Red wins – if there is north to south continuous path of red regions

(A region is red or blue according to the majority of voters.)

This method is very noise-sensitive.

12 thoughts on “The Hex-Voting-Rule (Not Recommended)

  1. Michael Lugo

    This would have interesting consequences for political strategy, as the map you gave is winning for red but just barely. In a few places the red region is only one county thick.

    Reply
  2. misuba

    Is there a way to maybe plot a single, optimal line through the north-south red-connecting regions? Maybe by population? (It shall be called the McCain-Palin Line, and when one crosses it, one shall know that… uh, I guess not really anything meaningful?)

    Reply
  3. kunal

    I think Hex transpose might be better :)

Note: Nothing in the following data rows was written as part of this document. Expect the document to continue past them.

PR #391, opened 2018-04-16
Allow filtering on nested data structures by flattening the schema

### LINKED ISSUE #388: <Filters> component should 'flatten' schema
If you pass the following schema to the `<Filters>` component:
```
{
  "additionalProperties": true,
  "properties": {
    "data": {
      "properties": {
        "actor": {
          "format": "uuid",
          "type": "string"
        },
        "payload": {
          "additionalProperties": true,
          "properties": {
            "message": {
              "type": "string"
            }
          },
          "required": [
            "message"
          ],
          "type": "object"
        },
        "target": {
          "format": "uuid",
          "type": "string"
        },
        "timestamp": {
          "format": "date-time",
          "type": "string"
        }
      "type": "object"
    }
  },
  "type": "object"
}
```

I would expect to be able to filter on:
- `actor`
- `message`
- `target`
- `timestamp`

LucianBuzzo:
Fixes #388

change-type: minor


src/components/Filters/SchemaSieve.ts
```diff
@@ -142,3 +149,125 @@ export const getOperators = (schema: JSONSchema6, field: string) => {
...
+		}
+
+		flattenSchema(value, delimiter, newKey, acc);
+	});
+
+	return accumulator;
+};
+
+// Restores a schema that has been flattened with `flattenSchema()`
+export const hydrateSchema = (
```
pimterry: Hydrate doesn't sound like the opposite of flatten, it sounds like it's deserializing data. `unflatten`?

src/components/Filters/index.tsx
```diff
@@ -104,40 +105,55 @@ interface FiltersState {
...
 			editingFilter: null,
 			filters: filters || [],
 			views: views || [],
+			schema: flatSchema,
+			edit: [this.getCleanEditModel(null, flatSchema)],
 		};
+	}
 
-		// Clean exsting rules on load
+	componentDidUpdate(prevProps: FiltersProps) {
```
pimterry: You shouldn't be updating this in `componentDidUpdate`. That'll get called _after_ the props changed & caused a rerender, so you're going to end up doing two renders here unnecessarily, and this logic will run useless for lots of other updates.

Instead you want `componentWillReceiveProps`, or even better `getDerivedStateFromProps` (if you're happy targetting only super recent React versions).

src/components/Filters/index.tsx
```diff
@@ -167,9 +183,20 @@ class Filters extends React.Component<FiltersProps, FiltersState> {
 		});
 	}
 
+	emitFilterUpdate() {
+		if (!this.props.onFiltersUpdate) {
+			return;
+		}
+
+		console.log(this.state.filters);
```
pimterry: Console.log

src/components/Filters/SchemaSieve.ts
```diff
@@ -142,3 +149,125 @@ export const getOperators = (schema: JSONSchema6, field: string) => {
 		label: value.getLabel(subSchema),
 	}));
 };
+
+// Reduces a multi level schema to a single level
+export const flattenSchema = (
+	schema: JSONSchema6,
+	delimiter: string = DELIMITER,
+	parentKey: string = '',
+	accumulator?: JSONSchema6,
```
pimterry: This function works in two ways:

* It might be a pure function that carefully clones & returns data
* It might be a side-effect function that returns data through this argument, and also directly

That's fairly surprising, and makes some of this hard to follow. It'll get way clearer if you split this into two functions:

* One that takes an accumulator, updates it with extra data from a schema, and is potentially recursive
* One that just sets up an accumulator, calls the first, and then returns the accumulator itself

src/components/Filters/index.tsx
```diff
@@ -104,40 +105,55 @@ interface FiltersState {
...
+		if (!isEqual(prevProps.schema, this.props.schema)) {
+			this.setState({
+				schema: SchemaSieve.flattenSchema(this.props.schema),
+			});
+		}
 	}
 
-	getCleanEditModel(field?: string) {
-		const { schema } = this.props;
+	getCleanEditModel(field?: string | null, schema?: JSONSchema6) {
```
pimterry: Why does this and `getOperators` both now take a schema as a parameter? Doesn't seem to be used here at all. Is this for something else?

src/components/Filters/SchemaSieve.ts
LucianBuzzo: Good idea

src/components/Filters/SchemaSieve.ts
LucianBuzzo: Good point, I'll rework this and make it clearer

src/components/Filters/index.tsx
LucianBuzzo: This is purely to make everything easier when setting up the state in `constructor`. As `getCleanEditModel` and `getOperators` both now use `state` internally, they can't be called before `this.state` has been instantiated. I get around this by allowing you to specify the schema.

src/components/Filters/index.tsx
```diff
@@ -167,9 +183,20 @@ class Filters extends React.Component<FiltersProps, FiltersState> {
...
 	}
 
+	emitFilterUpdate() {
+		if (!this.props.onFiltersUpdate) {
+			return;
+		}
+
+		console.log(this.state.filters);
+		this.props.onFiltersUpdate(
+			this.state.filters.map(filter => SchemaSieve.hydrateSchema(filter)),
```
thgreasi: Please also update this one

src/components/Filters/SchemaSieve.ts
```diff
@@ -142,3 +149,136 @@ export const getOperators = (schema: JSONSchema6, field: string) => {
...
+		}
+	}
+
+	if (schema.anyOf) {
+		accumulator.anyOf = schema.anyOf.map(subSchema =>
+			flattenAccumulator(subSchema, delimiter, parentKey),
+		);
+	}
+
+	forEach(schema.properties, (value: JSONSchema6, key) => {
```
thgreasi: How about using `reduce` instead of `forEach` and remove all `!` from the lambda?
PS: `reduce` is actually semantically more appropriate.

thgreasi: The value is typed as `boolean | JSONSchema6`, would it make sense remove the type from the arg and check the actual type in the callback? It feels a bit safer.

src/components/Filters/SchemaSieve.ts
```diff
@@ -142,3 +149,136 @@ export const getOperators = (schema: JSONSchema6, field: string) => {
...
+	if (!unflattenedSchema.properties) {
+		return unflattenedSchema;
+	}
+
+	unflattenedSchema.properties = {};
+
+	forEach(schema.properties, (value: JSONSchema6, field) => {
+		// If the property hasn't been flattened, we can skip it
+		if (!startsWith(field, DELIMITER)) {
+			return (unflattenedSchema.properties![field] = value);
```
thgreasi: Please change these `return` statement to be on a separate line and not return anything.

src/components/Filters/SchemaSieve.ts
```diff
@@ -142,3 +149,136 @@ export const getOperators = (schema: JSONSchema6, field: string) => {
...
+		let head = unflattenedSchema;
+
+		const keys = trimStart(field, delimiter).split(delimiter);
+
+		while (keys.length) {
+			const key = keys.shift()!;
+
+			// Don't overwrite an existing entry
+			if (!head.properties![key]) {
+				head.properties![key!] = keys.length
```
thgreasi: I think that the `!` is not needed in `key!`.

src/components/Filters/SchemaSieve.ts
```diff
@@ -142,3 +149,136 @@ export const getOperators = (schema: JSONSchema6, field: string) => {
...
+		const requiredKeys = unflattenedSchema.required;
+
+		unflattenedSchema.required = [];
+
+		requiredKeys.forEach(requiredField => {
+			const keys = trimStart(requiredField, delimiter).split(delimiter);
+
+			let head = unflattenedSchema;
+
+			while (keys.length) {
```
thgreasi: This could be a `for...of` and avoid the table manipulation, since we are not using `keys` inside the loop, but if you just prefer to keep it symmetric with the previous piece of code then :+1:

src/components/Filters/SchemaSieve.ts
```diff
@@ -142,3 +149,136 @@ export const getOperators = (schema: JSONSchema6, field: string) => {
...
+			if (!head.properties![key]) {
+				head.properties![key!] = keys.length
+					? {
+							type: 'object',
+							properties: {},
+						}
+					: value;
+			}
+
+			head = head.properties![key] as JSONSchema6;
```
thgreasi: Can we be sure that this isn't a boolean as the typings say?

src/components/Filters/index.tsx
```diff
@@ -104,40 +105,55 @@ interface FiltersState {
...
+			edit: [this.getCleanEditModel(null, flatSchema)],
 		};
+	}
 
-		// Clean exsting rules on load
+	componentWillReceiveProps(prevProps: FiltersProps) {
+		// If the schema prop updates, also update the internal 'flat' schema
+		if (!isEqual(prevProps.schema, this.props.schema)) {
+			this.setState({
+				schema: SchemaSieve.flattenSchema(this.props.schema),
```
thgreasi: Should we also call `getCleanEditModel` in here?

src/components/Filters/index.tsx
thgreasi: How about doing something like:
```
const edit = [];
this.state= {
	/*...*/
	schema: flatSchema,
	edit,
};
edit.push(this.getCleanEditModel(null));
```
and drop the added schema property? Would that be too :imp::imp::imp: ?

src/components/Filters/index.tsx
```diff
@@ -104,40 +105,55 @@ interface FiltersState {
...
 			field,
 			operator,
 			value: '',
 		};
 	}
 
-	getOperators(field: string) {
-		const { schema } = this.props;
+	getOperators(field: string, schema?: JSONSchema6) {
+		if (!schema) {
```
thgreasi: > Could this be in the method declaration args as a default value `schema: JSONSchema6 = this.state.schema`?

src/components/Filters/index.tsx
```diff
@@ -104,40 +105,55 @@ interface FiltersState {
...
+			this.setState({
+				schema: SchemaSieve.flattenSchema(this.props.schema),
+			});
+		}
 	}
 
-	getCleanEditModel(field?: string) {
-		const { schema } = this.props;
+	getCleanEditModel(field?: string | null, schema?: JSONSchema6) {
+		if (!schema) {
```
thgreasi: Could this be in the method declaration args as a default value `schema: JSONSchema6 = this.state.schema`?

src/components/Filters/index.tsx
LucianBuzzo: yeah that would be fine

LucianBuzzo:
@pimterry I thought about it quite a bit and I prefer this approach, as it keeps the UI logic fairly simple

thgreasi:
I would also agree that any operations on the schema seem to better match the achieve class than being part of the Filter **UI** component. If it makes the UI mucheasier than fine. I guess that we could improve it later.

src/components/Filters/SchemaSieve.ts
LucianBuzzo: Good point, I'll change the implementation

PR #392, opened 2018-04-16
Add property to Filters to control which subcomponents are rendered

### LINKED ISSUE #380: Split filters into four sub-components
Right now it's only possible to use filters wholly, with the add filters button, search bar, views button, and active filters. Instead, it'd be great if we could have a base wrapper component that takes these subcomponents optionally.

    Blue wins – if there is a north to south continuous path of blue regions

    Red wins – if there is left to right continuous path of red regions

    Reply
  4. samuel jackson

    Isnt there an ambiguity if the region is not convex?

    For instance, N-S line from Seattle to Frisco, and W-E line from Tampa to Miami is possible.

    Reply
  5. Erel Avineri

    Interesting problem. It has some similarities to the “Scramble for Africa” during the New Imperialism period, where rival imperialists (mainly the British and the French) attempted to form a continuous territory in Africa: The British Empire strategy was the establishment of a north-south axis (Cairo-Cape) while French main efforts where in East-West French Equatorial Africa.

    Of course it was not a question of African nations voting for any of these rivals…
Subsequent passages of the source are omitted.